With the Covid-19 threat, we have all become very conscious of keeping things clean. Some things are obvious, like washing our hands, our clothes or taking a shower. But what about things we cannot see, light switches, our steering wheel, the handle of our shopping cart. We ask ourselves, “but is it really clean”? I am no epidemiologist, so I can’t answer those questions, but something that is really important to me is our spiritual life and walk with Jesus. We can renew, clean up our act, but there come times when we say, “but is it really clean”?

Washing Hands - But is it really clean?

The God We Serve is Pure Holiness and Light

It is a hard question, but the God we serve is pure holiness and light, and there is nothing better than to be close to Him. John opens our eyes when he writes,

God is light and in Him there is no darkness at all. If we say we have fellowship with Him and yet walk in the darkness, we lie and do not practice the truth (1 John 1:5,6).
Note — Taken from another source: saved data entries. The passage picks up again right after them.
PR #935, opened 2024-10-14
Fix alignment of menu-item parts

skttl:
One of the things that really hurts my eyes when looking at the new backoffice, is that things feel off and misaligned. So I dug a bit in the menu item component and found some improvements.

## Description

I moved the caret for displaying children further to the right, to make it visually connect with the menu item. Previously it looked closer to the browser edge (and also vertically unbalanced) than to the menu item itself.

I also added an aspect-ratio to the caret, to make the browser render a square box for it (instead of 12x17 pixels), which made it connect to the baseline of the label text.

I bumped the font-size of the icon to 15.66px, to make it render a 18x18 icon, instead of 18.39x.18.x39 which caused subpixel issues.

You can see a zoomed in before and after here: (after is the left one, note the improved symmetry in the icon rendering, and the flushing of baselines on the caret and label)

image

## Motivation and context

It makes the menu item look less half baked.

## Checklist

### DIFF
--- a/packages/uui-menu-item/lib/uui-menu-item.element.ts
+++ b/packages/uui-menu-item/lib/uui-menu-item.element.ts
@@ -554,7 +554,6 @@ export class UUIMenuItemElement extends SelectOnlyMixin(
 
       #icon {
         display: inline-flex;
-        font-size: 15.66px;
         margin-right: var(--uui-size-2);
       }
 
--- a/packages/uui-menu-item/lib/uui-menu-item.element.ts
+++ b/packages/uui-menu-item/lib/uui-menu-item.element.ts
@@ -519,7 +519,8 @@ export class UUIMenuItemElement extends SelectOnlyMixin(
         height: 100%;
         display: flex;
         align-items: center;
-        justify-content: center;
+        justify-content: end;
+        padding-inline-end: 3px;
         color: var(--uui-color-interactive);
       }
 
@@ -553,7 +554,7 @@ export class UUIMenuItemElement extends SelectOnlyMixin(
 
       #icon {
         display: inline-flex;
-        font-size: 16px;
+        font-size: 15.66px;
         margin-right: var(--uui-size-2);
       }
 
--- a/packages/uui-icon/lib/uui-icon.element.ts
+++ b/packages/uui-icon/lib/uui-icon.element.ts
@@ -141,8 +141,8 @@ export class UUIIconElement extends LitElement {
       :host {
         display: inline-block;
         vertical-align: bottom;
-        width: 1.15em;
-        height: 1.15em;
+        width: 1.125em;
+        height: 1.125em;
       }
 
       :host svg,
--- a/packages/uui-symbol-expand/lib/uui-symbol-expand.element.ts
+++ b/packages/uui-symbol-expand/lib/uui-symbol-expand.element.ts
@@ -35,6 +35,7 @@ export class UUISymbolExpandElement extends LitElement {
       :host {
         display: inline-block;
         width: 12px;
+        height: 12px;
         vertical-align: middle;
       }
 


packages/uui-menu-item/lib/uui-menu-item.element.ts
```diff
@@ -553,7 +554,7 @@ export class UUIMenuItemElement extends SelectOnlyMixin(
 
       #icon {
         display: inline-flex;
-        font-size: 16px;
+        font-size: 15.66px;
```
bjarnef, line 557: It seems this would solve this instead.

```
width: 1.125em;
height: 1.125em;
```

which also solve some weird gap in TipTap toolbar buttons.

image

image

Alternatively `1.125rem` instead, which seems to clear the gap between toolbar buttons, but affect a bit overall icon sizes.

image

skttl: Yes, that was also my first solution, but I realized I would end up changing the icons sizing across the whole backoffice :)

bjarnef: I think is would be best to decide the icon sizes we want as the relative size depends on base font size.

Also it may fix the issue here, it would cause all other kind of issues throughout the backoffice.

nielslyngsoe, line 557: Interesting change, @skttl could you put a few words to this number of pixels.

From a visual stand-point icons would have the same size across the application. So having this little difference seems odd. — I'm open for changing the icon-size in general, but is has to be generally better then :-D

skttl: Yes, it is a weird pixel size.

`uui-icon` has a size of 1.15em*1.15em. With 16px that makes 18.39 pixels, which made the browser antialias the icon in a less optimal way.

I could have bumped `uui-icon` to 1.125em*1.125em as @bjarnef mentions, but that would change icon sizes across the whole backoffice.

Instead going for a font size of 15.66, the icon in the navigation would end up as 18x18 pixels, and have a lot better antialiasing.

nielslyngsoe: Okay, thanks for explaining. :-)

So with that perspective I think @bjarnef 's suggestion is the one to go with, cause then we have aligned the size across the application.

But that is from a technical idea that 18px is better than 18.39px, but the reality is that the lucide icons are made for 24px, so the coordinates of the SVG will be off in both cases. So I went to have a look at the actual rendering, in a few cases and there was it seems to me that it in general got worse.

Here is one of them, where the top one is the old and the bottom the new(from a icon perspective, did not include the caret change)
image

And in this specific case the top one seems less smudged(anti-aliases badly) and the bottom one quite smudged.

So from that perspective, 'how it actually renders', I would say its better to keep it as it is, the 1.15.

What are you thoughts on that? :-) 

BTW. I love the other changes, and I love this kind of attention to the details. We should make the UI as sharp as possible, specially for the Backoffice where these details are the UI. :-D

bjarnef: I think the weird pixel size may just cause more issues in future, when it should ensure the base icon size is correct depending on the icon library.

Furthermore an overview like this may also help.
https://github.com/umbraco/Umbraco.UI/discussions/887

Currently it seems we only have an overview of essential icons.

skttl: @nielslyngsoe I do agree, the upper one looks sharper to me too, maybe there is a difference in browser rendering? Which browser are you using?

When doing the PR, I compared to the icon sizes in the old backoffice, and they were 20px. I guess 24 is going to be too big though.

nielslyngsoe: @skttl yes, that is the problem, 24px is too big for our use case. :-D

But I'm happy with adapting the icons in general, so let me know once that is in place then we can have this merged :-)

madsrasmussen: Hi all, 

I have applied the suggestion from @bjarnef. Let's get this merged. Thanks!

madsrasmussen (approved):

skttl:
Thanks @madsrasmussen :)

PR #948, opened 2024-11-07
Autofix: Action container is not visible in uui-ref-node when focusing on child buttons

lattaai3:
Updated the UUIRefNodeElement to make the action button visible when focused using keyboard navigation. Added CSS styles to show the actions container on focus and hover. 
> [!CAUTION]
> Disclaimer: This fix was created by Latta AI and you should never merge before you check the correctness of generated code!
>
> The fix provided by Latta AI might not be complete and it can serve as an inspiration.

---
This bug was fixed for free by Latta AI - https://latta.ai/ourmission

If you no longer want Latta AI to attempt fixing issues on your repository, you can block this account.

### DIFF
--- a/packages/uui-ref-node/lib/uui-ref-node.element.ts
+++ b/packages/uui-ref-node/lib/uui-ref-node.element.ts
@@ -147,8 +147,10 @@ export class UUIRefNodeElement extends UUIRefElement {
 
       <slot></slot>
       <slot name="tag"></slot>
+       <div id="actions-wrapper">
+         <slot name="actions" id="actions-container"></slot>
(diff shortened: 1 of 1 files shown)


nielslyngsoe:
Hi @lattaai3, thanks for contributing, not sure how this AI have been initialized, so if anyone knows then please let me know.

This CSS is extending the super class, which already add the transition on the `#actions-container` so thats double code for the same thing.

and then the focus-within selector has been added in the mean time by this PR:https://github.com/umbraco/Umbraco.UI/pull/949

So therefor I'm closing this PR.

We would tell ourselves we walk in the light, but we also give ourselves a pass and justify it with “well, just a little darkness” and it is nothing anyone can see, but like the virus on the doorknob, “Is it really clean”? Our relationship with God is so much more than even catching Covid-19.

James Put It This Way

Therefore, putting aside all filthiness and all that remains of wickedness, in humility receive the word implanted, which is able to save your souls” (James 1:21).
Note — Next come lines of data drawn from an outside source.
PR #958, opened 2024-11-18
Fix: solution to double selection

nielslyngsoe:
Currently there is cases where the keyboard interaction triggereds a selection but also triggers the click which then removed the selection.
This is begin fixed by this PR. which as well adds tab index for selectable components.

fixes https://github.com/umbraco/Umbraco.UI/issues/654

## Types of changes

## Checklist

- [ ] I have read the **[CONTRIBUTING](<(https://github.com/umbraco/Umbraco.UI/blob/v1/contrib/docs/CONTRIBUTING.md)>)** document.


packages/uui-base/lib/mixins/SelectableMixin.ts
```diff
@@ -76,14 +76,20 @@ export const SelectableMixin = <T extends Constructor<LitElement>>(
     constructor(...args: any[]) {
       super(...args);
       this.addEventListener('click', this._handleClick);
-      this.addEventListener('keydown', this.handleSelectKeydown);
+      this.addEventListener('keypress', this.handleSelectKeydown);
```
bjarnef, line 79: We should use `keypress` event - it has been deprecated for a while know:
https://developer.mozilla.org/en-US/docs/Web/API/Element/keypress_event

nielslyngsoe: Well spotted, thanks. We need to correct this across.

nielslyngsoe: And a PR for that: https://github.com/umbraco/Umbraco.UI/pull/960

packages/uui-base/lib/mixins/SelectableMixin.ts
```diff
@@ -80,10 +80,16 @@ export const SelectableMixin = <T extends Constructor<LitElement>>(
...
-      if (this.selectableTarget === this) {
-        if (e.key !== ' ' && e.key !== 'Enter') return;
-        this._toggleSelect();
+      const composePath = e.composedPath();
+      if (
+        (this._selectable || (this.deselectable && this.selected)) &&
+        composePath.indexOf(this.selectableTarget) === 0
+      ) {
+        if (this.selectableTarget === this) {
+          if (e.key !== ' ' && e.key !== 'Enter') return;
```
madsrasmussen, line 89: Can we use e.code !== 'Space' here instead? I think that is safer than the empty space.

nielslyngsoe: good input

madsrasmussen (approved):

PR #963, opened 2024-11-20
Fix: do not select when opening href on selectable elements

nielslyngsoe:
A fix to avoid selection happening when clicking or keyboard interacting with sub element of a selectable element.


leekelleher (approved):
Tested out, works as expected. 👍

PR #964, opened 2024-11-20
UUI-Action-Bar: target any slotted element

nielslyngsoe:
Enable implementors to use their own element wrapping uui-button in the action-bar.


iOvergaard (approved):
LGTM

PR #965, opened 2024-11-21
Fix: double declare uui-h styles to bring back previous specificity

madsrasmussen:
## Description

After we allowed `.uui-h*` classes to be used outside a `.uui-text` container it got a lower specifity. I have fixed this so it is still possible to use the styles like previously.

How to test:
* Make sure the `.uui-h*` styles work outside a `.uui-text` container.
* Make sure you can override a `h1`, `h2`, `h3` style inside a `.uui-text` container with a `.uui-h*` class.
* Example `<div class="uui-text"><h1 class="uui-h3">This should have h3 styling</h1></div>`

## Types of changes

### DIFF
--- a/packages/uui-css/lib/uui-text.css
+++ b/packages/uui-css/lib/uui-text.css
@@ -18,7 +18,7 @@
 }
 
 .uui-text h1,
-.uui-h1 {
+.uui-h1.uui-h1 {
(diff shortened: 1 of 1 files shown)


leekelleher (approved):
Tested out, the fix works. 🤠

PR #55, opened 2019-03-28
MAKE-685: add cgroups to Jasper

Kimchelly:
JIRA: https://jira.mongodb.org/browse/MAKE-685

## Changes
* Add process tracking for Linux.
* Not yet implemented for REST/RPC.


command.go
```diff
@@ -432,6 +434,10 @@ func (c *Command) getCreateOpts(ctx context.Context) ([]*CreateOptions, error) {
 		return nil, catcher.Resolve()
 	}
 
+	for _, opt := range out {
+		grip.Infof("create opt = %+v", *opt)
+	}
```
tychoish: I think you probably want to avoid this logging :)

interface.go
```diff
@@ -29,6 +29,7 @@ type Manager interface {
 	List(context.Context, Filter) ([]Process, error)
 	Group(context.Context, string) ([]Process, error)
 	Get(context.Context, string) (Process, error)
+	Limit(context.Context, interface{}) error
```
tychoish: what's supposed to be the value of the limit?

tracker.go
```diff
@@ -1,12 +1,63 @@
...
+import "github.com/pkg/errors"
+
 // processTracker provides a way to logically group processes that
 // should be managed collectively. Implementation details are
 // platform-specific since each one has its own means of managing
 // groups of processes.
 type processTracker interface {
 	// add begins tracking a process identified by its PID.
-	add(pid uint) error
+	add(pid int) error
```
tychoish: does it make sense to make these methods public?

subprocess_linux.go
```diff
@@ -0,0 +1,235 @@
...
+type LinuxRdma struct {
+	// Maximum number of HCA handles that can be opened. Default is "no limit".
+	HcaHandles *uint32 `json:"hcaHandles,omitempty"`
+	// Maximum number of HCA objects that can be created. Default is "no limit".
+	HcaObjects *uint32 `json:"hcaObjects,omitempty"`
+}
+
+// getActivePIDs returns a list of active PIDs on the system by listing the
+// contents of /proc and looking for entries that appear to be valid PIDs.
+func getActivePIDs() ([]int, error) {
```
tychoish: can't we just do this as a method on the manger which should be able to get the processes that we care about?

subprocess_linux.go
```diff
@@ -0,0 +1,235 @@
...
+		}
+	}
+	return results, nil
+}
+
+// getEnvironmentVariables returns a map of environment variables for the
+// given pid. This function works by reading from /proc/${pid}/environ, so the
+// entries returned only reflect the values of the environment variables at the
+// time that the process was started.
+func getEnvironmentVariables(pid int) (map[string]string, error) {
```
tychoish: same, can't we look at the processes in a manager to find this out?

interface.go
```diff
@@ -29,6 +28,7 @@ type Manager interface {
...
```
tychoish: as per our conversation in person, I think it's best to hold off on this now, and then revist this method when we have a use case

subprocess_linux.go
Kimchelly: I removed all the functions that check `/proc` and instead used the  `(ProcessInfo).Options.Environment` as the source of environment variables.

subprocess_linux.go
Kimchelly: Removed this.

makefile
```diff
@@ -77,6 +77,8 @@ vendor-clean:
 	rm -rf vendor/github.com/mholt/archiver/tarlz4.go
 	rm -rf vendor/github.com/mholt/archiver/tarsz.go
 	rm -rf vendor/github.com/mholt/archiver/tarxz.go
+	rm -rf vendor/github.com/mongodb/amboy/vendor/github.com/mongodb/mongo-go-driver/internal/channel_connection.go
+	rm -rf vendor/github.com/mongodb/amboy/vendor/github.com/mongodb/mongo-go-driver/internal/results.go
+	rm -rf vendor/github.com/gogo/protobuf/protoc-gen-gogo/golden_test.go
```
tychoish: seems reasonable to delete the entire packages.  what is it about these specific files?

Kimchelly: There's nothing wrong with them per se, but they were mostly a minor annoyance because I have a git hook that warns me when files are not `gofmt`'d. I removed these lines from `vendor-clean`.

A lot of us, especially those of us who trace our spiritual life back to only adulthood, remember the “before” picture and all the filth we got rid of when we decided to follow Jesus, and we would say, yeah, that’s gone. But the challenge to me awhile back was the little phrase, “all that remains”. It is between filthiness and wickedness which I would say are synonyms here. I think James is calling us to go the rest of the way and really clean up our act.

Peter Challenges Us

Putting aside all malice and all deceit and hypocrisy and envy and all slander, like newborn babies, long for the pure milk of the word, so that by it you may grow in respect to salvation (1 Peter 2:1,2).

There it says “putting aside” again, like James did, and look at the list. Like a little invisible virus, the five things to put aside are sneaky, subtle, invisible things that affect us greatly, but no one else knows they are there unless it’s God Himself or a highly skilled detective. Deceit for instance is not what you would call outright lying, but we might as well call it that.

Receive the Word of God

Note that James and Peter both, in calling us to put aside the remnant of spiritual dirt in our lives, give a flipside that is positive. Instead, receive the word of God, knowing what it can do for you! Long for it with the urgency of a baby who wants his bottle. Know that in getting rid of the remnant of dirty things, sweeping out the corner, wiping off the flush handle, washing our hands before we eat, getting rid of evil heart attitudes, it will be healthy for us, physically and spiritually.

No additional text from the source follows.